Calculate how many lines in the following records hold the word "implementations", and report that number without comment.

[[ Source information, beginning ]]

PR #140, opened 2016-03-01
Allow actor implementations to hint to the system when the actor can …

johnou:
…be deactivated.

Motivation:

Last access TTL based deactivation is not suitable in all scenarios.

Modifications:

Add new method to AbstractActor which implementations can override to hint to the system when the actor can be deactivated.

Result:

Better lifetime management of actors.

### DIFF
--- a/actors/runtime/src/main/java/com/ea/orbit/actors/runtime/ActorEntry.java
+++ b/actors/runtime/src/main/java/com/ea/orbit/actors/runtime/ActorEntry.java
@@ -164,13 +164,34 @@ public class ActorEntry<T extends AbstractActor> extends ActorBaseEntry<T>
             {
                 return Task.done();
             }
-            return executionSerializer.offerJob(key, () -> doDeactivate(), 1000);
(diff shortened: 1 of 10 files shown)


JoeHegarty:
Thanks @johnou. Going to take me a while to review this, I'll take a look this afternoon.

johnou:
I am not overly keen on the performance downside of this pull request, if I have time later I will investigate implementing DeactivateOnIdle à la Orleans as suggested by @blaager.

actors/runtime/src/main/java/com/ea/orbit/actors/runtime/ActorEntry.java
```diff
@@ -164,7 +164,7 @@ public T getObject()
             {
                 return Task.done();
             }
-            return executionSerializer.offerJob(key, () -> doDeactivate(), 1000);
```
johnou: Still might be a good idea to increase this regardless.

PR #141, opened 2016-03-16
Adding support for reentrant actors

johnou:
Motivation:

Adding support for reentrant actors greatly improves performance for actors which return chained tasks.

Modifications:

Orbit execution serializer now supports interleaving requests.

Result:

Support for reentrant actors.


johnou:
Unfortunately we did see a slight drop in performance with the SingleNodeBenchmark, but I think the performance gained from interleaving request support is worth the trade.

Before:
SingleNodeBenchmark.requestThroughput            thrpt  100  2072540.407 ± 22749.407  ops/s

After:
SingleNodeBenchmark.requestThroughput            thrpt  100  1917053.794 ± 24278.528  ops/s

JoeHegarty:
Thanks a lot for this!

PR #143, opened 2016-03-30
Fix test.

johnou:
Added missing Reentrant annotation.


JoeHegarty:
I'll take this fix and we'll keep an eye out for the issue reoccuring.

Thanks! Joe

PR #144, opened 2016-04-02
Replace Guava with Caffeine.

johnou:
Caffeine vs Guava (old benchmarks below, see commit for updated benchmarks)

Caffeine 

Benchmark                                         Mode  Cnt        Score       Error  Units
SingleNodeBenchmark.requestThroughput            thrpt  100  3013608.693 ± 29675.239  ops/s
SingleNodeBenchmark.avgRequestTime_batched        avgt  100        1.242 ±     0.007  us/op
SingleNodeBenchmark.avgRequestTime_singleThread   avgt  100        4.279 ±     0.060  us/op

Benchmark                                         Mode  Cnt        Score       Error  Units
SingleNodeBenchmark.requestThroughput            thrpt  100  3085224.027 ± 36085.998  ops/s
SingleNodeBenchmark.avgRequestTime_batched        avgt  100        1.269 ±     0.006  us/op
SingleNodeBenchmark.avgRequestTime_singleThread   avgt  100        4.142 ±     0.074  us/op

Guava

Benchmark                                         Mode  Cnt        Score       Error  Units
SingleNodeBenchmark.requestThroughput            thrpt  100  3152836.327 ± 35103.067  ops/s
SingleNodeBenchmark.avgRequestTime_batched        avgt  100        1.239 ±     0.010  us/op
SingleNodeBenchmark.avgRequestTime_singleThread   avgt  100        4.081 ±     0.078  us/op

### DIFF
--- a/commons/src/main/java/cloud/orbit/concurrent/Task.java
+++ b/commons/src/main/java/cloud/orbit/concurrent/Task.java
@@ -66,8 +66,7 @@ public class Task<T> extends CompletableFuture<T>
     private static Void NIL = null;
 
     private static Executor commonPool = ExecutorUtils.newScalingThreadPool(100);
-    private static final ScheduledExecutorService schedulerExecutor =
-            Executors.newScheduledThreadPool(10);
+    private static ScheduledExecutorService schedulerExecutor = Executors.newScheduledThreadPool(10);
 
     // TODO: make all callbacks async by default and using the current executor
     // what "current executor' means will have to be defined.
--- a/actors/infinispan-cluster/src/main/resources/conf/jgroups.xml
+++ b/actors/infinispan-cluster/src/main/resources/conf/jgroups.xml
@@ -26,7 +26,6 @@
   (INCLUDING NEGLIGENCE OR OTHERWISE) ARISING IN ANY WAY OUT OF THE USE OF
   THIS SOFTWARE, EVEN IF ADVISED OF THE POSSIBILITY OF SUCH DAMAGE.
   -->
-
 <!--
   Default stack using IP multicasting. It is similar to the "udp"
   stack in stacks.xml, but doesn't use streaming state transfer and flushing
--- a/actors/runtime/pom.xml
+++ b/actors/runtime/pom.xml
@@ -94,9 +94,9 @@ THIS SOFTWARE, EVEN IF ADVISED OF THE POSSIBILITY OF SUCH DAMAGE.
         </dependency>
 
         <dependency>
-            <groupId>com.google.guava</groupId>
-            <artifactId>guava</artifactId>
-            <version>18.0</version>
+            <groupId>com.github.ben-manes.caffeine</groupId>
+            <artifactId>caffeine</artifactId>
+            <version>2.2.6</version>
         </dependency>
 
         <dependency>
--- a/actors/runtime/src/main/java/cloud/orbit/actors/Stage.java
+++ b/actors/runtime/src/main/java/cloud/orbit/actors/Stage.java
@@ -115,6 +115,7 @@ import java.util.Timer;
 import java.util.TimerTask;
 import java.util.concurrent.Callable;
 import java.util.concurrent.CopyOnWriteArrayList;
+import java.util.concurrent.Executor;
 import java.util.concurrent.ExecutorService;
 import java.util.concurrent.ForkJoinTask;
 import java.util.concurrent.TimeUnit;
@@ -450,7 +451,6 @@ public class Stage implements Startable, ActorRuntime
             finder.start().join();
         }
 
-
         cacheManager = new ResponseCaching();
 
         hosting.setNodeType(mode == StageMode.HOST ? NodeCapabilities.NodeTypeEnum.SERVER : NodeCapabilities.NodeTypeEnum.CLIENT);
@@ -684,7 +684,9 @@ public class Stage implements Startable, ActorRuntime
                 }
 
                 // Skip this actor if it is marked NeverDeactivate
-                if(RemoteReference.getInterfaceClass(actorEntry.getRemoteReference()).isAnnotationPresent(NeverDeactivate.class)) continue;
+                if (RemoteReference.getInterfaceClass(actorEntry.getRemoteReference()).isAnnotationPresent(NeverDeactivate.class)) {
+                    continue;
+                }
 
                 if (clock().millis() - actorEntry.getLastAccess() > maxAge)
                 {
--- a/actors/runtime/src/main/java/cloud/orbit/actors/concurrent/WaitFreeMultiExecutionSerializer.java
+++ b/actors/runtime/src/main/java/cloud/orbit/actors/concurrent/WaitFreeMultiExecutionSerializer.java
@@ -28,17 +28,17 @@
 
 package cloud.orbit.actors.concurrent;
 
-import cloud.orbit.actors.runtime.InternalUtils;
-import cloud.orbit.concurrent.ExecutorUtils;
-import cloud.orbit.concurrent.Task;
-import cloud.orbit.exception.UncheckedException;
-import com.google.common.cache.Cache;
-import com.google.common.cache.CacheBuilder;
 import org.slf4j.Logger;
 import org.slf4j.LoggerFactory;
 
+import com.github.benmanes.caffeine.cache.Cache;
+import com.github.benmanes.caffeine.cache.Caffeine;
+
+import cloud.orbit.actors.runtime.InternalUtils;
+import cloud.orbit.concurrent.ExecutorUtils;
+import cloud.orbit.concurrent.Task;
+
 import java.util.List;
-import java.util.concurrent.ExecutionException;
 import java.util.concurrent.ExecutorService;
 import java.util.concurrent.ForkJoinPool;
 import java.util.concurrent.TimeUnit;
@@ -52,11 +52,12 @@ import java.util.function.Supplier;
 public class WaitFreeMultiExecutionSerializer<T> implements MultiExecutionSerializer<T>
 {
     private static final Logger logger = LoggerFactory.getLogger(WaitFreeMultiExecutionSerializer.class);
+
     private final ExecutorService executorService;
 
     // while running, the WaitFreeExecutionSerializer is held alive by references from the executorService
     // and from anyone holding the promises (Tasks) it returns.
-    private Cache<T, WaitFreeExecutionSerializer> serializers = CacheBuilder.newBuilder().weakValues().build();
+    private final Cache<T, WaitFreeExecutionSerializer> serializers = Caffeine.newBuilder().weakValues().build();
 
     public WaitFreeMultiExecutionSerializer()
     {
@@ -73,14 +74,7 @@ public class WaitFreeMultiExecutionSerializer<T> implements MultiExecutionSerial
         final WaitFreeExecutionSerializer serializer = serializers.getIfPresent(key);
         if (serializer == null)
         {
-            try
-            {
-                return serializers.get(key, () -> new WaitFreeExecutionSerializer(executorService, key));
-            }
-            catch (ExecutionException e)
-            {
-                throw new UncheckedException(e);
-            }
+            return serializers.get(key, o -> new WaitFreeExecutionSerializer(executorService, key));
         }
         return serializer;
     }
--- a/actors/runtime/src/main/java/cloud/orbit/actors/runtime/ActorEntry.java
+++ b/actors/runtime/src/main/java/cloud/orbit/actors/runtime/ActorEntry.java
@@ -164,7 +164,7 @@ public class ActorEntry<T extends AbstractActor> extends ActorBaseEntry<T>
             {
                 return Task.done();
             }
-            return executionSerializer.offerJob(key, () -> doDeactivate(), 1000);
+            return executionSerializer.offerJob(key, () -> doDeactivate(), 10000);
         }
         catch (Throwable ex)
         {
--- a/actors/runtime/src/main/java/cloud/orbit/actors/runtime/LocalObjects.java
+++ b/actors/runtime/src/main/java/cloud/orbit/actors/runtime/LocalObjects.java
@@ -28,6 +28,10 @@
 
 package cloud.orbit.actors.runtime;
 
+import com.github.benmanes.caffeine.cache.Cache;
+import com.github.benmanes.caffeine.cache.Caffeine;
+import com.github.benmanes.caffeine.cache.RemovalCause;
+
 import cloud.orbit.actors.Actor;
 import cloud.orbit.actors.ActorObserver;
 import cloud.orbit.actors.cluster.NodeAddress;
@@ -35,25 +39,18 @@ import cloud.orbit.actors.transactions.IdUtils;
 import cloud.orbit.concurrent.Task;
 import cloud.orbit.concurrent.TaskFunction;
 import cloud.orbit.exception.NotImplementedException;
-import cloud.orbit.exception.UncheckedException;
-
-import com.google.common.cache.Cache;
-import com.google.common.cache.CacheBuilder;
-import com.google.common.cache.RemovalCause;
-import com.google.common.cache.RemovalNotification;
 
 import java.util.ConcurrentModificationException;
 import java.util.Map;
 import java.util.Objects;
 import java.util.concurrent.ConcurrentHashMap;
 import java.util.concurrent.ConcurrentMap;
-import java.util.concurrent.ExecutionException;
 import java.util.stream.Stream;
 
 public class LocalObjects
 {
-    private ConcurrentMap<Object, LocalObjectEntry> localObjects = new ConcurrentHashMap<>();
-    private Cache<Object, LocalObjectEntry> objectMap = CacheBuilder.newBuilder().weakKeys()
+    private final ConcurrentMap<Object, LocalObjectEntry> localObjects = new ConcurrentHashMap<>();
+    private final Cache<Object, LocalObjectEntry> objectMap = Caffeine.newBuilder().weakKeys()
             .removalListener(this::onRemoval).build();
 
 
@@ -245,24 +242,17 @@ public class LocalObjects
             throw new IllegalArgumentException("Object clashes with a pre-existing object: " + reference);
         }
         LocalObjectEntry localObject = createLocalObjectEntry(reference, object);
-        try
+        if (object != null)
         {
-            if (object != null)
+            final LocalObjectEntry other = objectMap.get(object, o -> localObject);
+            if (localObject != other)
             {
-                final LocalObjectEntry other = objectMap.get(object, () -> localObject);
-                if (localObject != other)
+                if (!Objects.equals(reference, other.getRemoteReference()))
                 {
-                    if (!Objects.equals(reference, other.getRemoteReference()))
-                    {
-                        throw new ConcurrentModificationException();
-                    }
-                    return (RemoteReference) other.getRemoteReference();
+                    throw new ConcurrentModificationException();
                 }
+                return (RemoteReference) other.getRemoteReference();
             }
-        }
-        catch (ExecutionException e)
-        {
-            throw new UncheckedException(e);
         }
         final LocalObjectEntry previous = localObjects.putIfAbsent(reference, localObject);
         if (previous != null && localObject != previous)
@@ -312,14 +302,13 @@ public class LocalObjects
         return localObject;
     }
 
-    private void onRemoval(final RemovalNotification<Object, LocalObjectEntry> objectObjectRemovalNotification)
+    private void onRemoval(final Object key, final LocalObjectEntry value, final RemovalCause removalCause)
     {
-        if (objectObjectRemovalNotification.getCause() == RemovalCause.COLLECTED)
+        if (removalCause == RemovalCause.COLLECTED)
         {
-            final LocalObjectEntry objectEntry = objectObjectRemovalNotification.getValue();
-            if (objectEntry != null && objectEntry.getRemoteReference() != null)
+            if (value != null && value.getRemoteReference() != null)
             {
-                localObjects.remove(objectEntry.getRemoteReference());
+                localObjects.remove(value.getRemoteReference());
             }
         }
     }
--- a/actors/runtime/src/main/java/cloud/orbit/actors/runtime/Messaging.java
+++ b/actors/runtime/src/main/java/cloud/orbit/actors/runtime/Messaging.java
@@ -67,7 +67,7 @@ public class Messaging extends HandlerAdapter implements Startable
 
     private final LongAdder networkMessagesReceived = new LongAdder();
     private final LongAdder responsesReceived = new LongAdder();
-    private static Timer timer = new Timer("Messaging timer");
+    private static Timer timer = new Timer("Messaging timer", true);
     private BasicRuntime runtime;
 
 
--- a/actors/runtime/src/main/java/cloud/orbit/actors/runtime/ResponseCaching.java
+++ b/actors/runtime/src/main/java/cloud/orbit/actors/runtime/ResponseCaching.java
@@ -42,9 +42,9 @@ import cloud.orbit.exception.UncheckedException;
 import cloud.orbit.tuples.Pair;
 import cloud.orbit.util.AnnotationCache;
 
-import com.google.common.base.Ticker;
-import com.google.common.cache.Cache;
-import com.google.common.cache.CacheBuilder;
+import com.github.benmanes.caffeine.cache.Cache;
+import com.github.benmanes.caffeine.cache.Caffeine;
+import com.github.benmanes.caffeine.cache.Ticker;
 
 import java.io.IOException;
 import java.io.OutputStream;
@@ -53,6 +53,7 @@ import java.math.BigInteger;
 import java.security.DigestOutputStream;
 import java.security.MessageDigest;
 import java.util.List;
+import java.util.concurrent.Executor;
 import java.util.stream.Collectors;
 
 public class ResponseCaching
@@ -60,6 +61,7 @@ public class ResponseCaching
         implements ExecutionCacheFlushObserver
 {
     private static Ticker defaultCacheTicker = null;
+    private static Executor cacheExecutor = null;
     private MessageSerializer messageSerializer;
     private BasicRuntime runtime;
     private final AnnotationCache<CacheResponse> cacheResponseCache = new AnnotationCache<>(CacheResponse.class);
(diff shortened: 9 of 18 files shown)


johnou:
@ben-manes excellent work with Caffeine, basically a drop in replacement for the Orbit project. Unfortunately I am seeing a bit of a performance drop when migrating from Guava 18.0 to Caffeine 2.2.3, any tips?

johnou:
Note to self, check Failed tests:   testCacheDuration(cloud.orbit.actors.test.CacheResponseTest): expected:<2> but was:<3>

johnou:
I suspect testCacheDuration is failing on CI because Guava amortizes maintenance work on the calling thread during read and write operations whereas Caffeine maintenance is asynchronous.

ben-manes:
That's surprising, I'll need to run those benchmarks and investigate. The delegation to a background thread is to reduce response times, but in a benchmark is a penalty due to the extra context switches.

My initial suspicion is to compare their performance with weak keys, as it's not a case I've benchmarked. Guava's forked the hash table to optimize for reference collection, whereas I decorated instead and optimized for maximum size. That requires a wrapper lookup key, so especially on a lot of misses the extra GC would be a penalty.

ben-manes:
Oh, and for tests the simplest is to set `Caffeine.executor(Runnable::run)` which is usually easy if you're using DI. If not then you're right using `cleanUp` is probably the simplest.

In the benchmark below the caches are built as `Caffeine.newBuilder().weakKeys().build()` and `CacheBuilder.newBuilder().concurrencyLevel(CONCURRENCY_LEVEL).weakKeys().build()`. In that scenario Guava wins on reads when not overwhelmed (contention on the per-segment counter). Since this is such a high penalty compared to a raw `ConcurrentHashMap`, it points to the lookup key wrapper as the culprit. The wrapper is created per lookup to compare by identity (identity hash and equals) which Guava can do directly in the hash table (via `Equivalence<Object> keyEquivalence`). I think the overhead would be smaller if I recycle the wrapper using a `ThreadLocal` instead, where the extra hashing will be a lower cost than the wrapper's GC penalty.

Can you quickly hack your changes to compare w/o weak keys enabled? That would be useful confirmation.

```
Benchmark                   (cacheType)   Mode  Cnt         Score          Error  Units
GetPutBenchmark.read_only            Caffeine  thrpt   10   78904420.319 ±  4338914.946  ops/s
GetPutBenchmark.read_only            Guava_4   thrpt   10   65837382.656 ±  4424105.297  ops/s
GetPutBenchmark.read_only            Guava_64  thrpt   10   85528167.301 ±  2885286.447  ops/s
GetPutBenchmark.read_only   ConcurrentHashMap  thrpt   10  259622836.318 ± 13136471.220  ops/s
GetPutBenchmark.readwrite            Caffeine  thrpt   10   72009974.220 ± 10445241.080  ops/s
GetPutBenchmark.readwrite             Guava_4  thrpt   10   46887322.041 ±  3901540.891  ops/s
GetPutBenchmark.readwrite            Guava_64  thrpt   10   71763490.732 ±  2384287.217  ops/s
GetPutBenchmark.readwrite   ConcurrentHashMap  thrpt   10  201025963.215 ±  7860052.150  ops/s
GetPutBenchmark.write_only           Caffeine  thrpt   10   29298544.080 ±   815351.349  ops/s
GetPutBenchmark.write_only            Guava_4  thrpt   10    4953373.921 ±   333589.144  ops/s
GetPutBenchmark.write_only           Guava_64  thrpt   10   19953776.079 ±   706751.768  ops/s
GetPutBenchmark.write_only  ConcurrentHashMap  thrpt   10   66842333.531 ±  5259936.811  ops/s
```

[[ Source information, end ]]

== The answer ==
2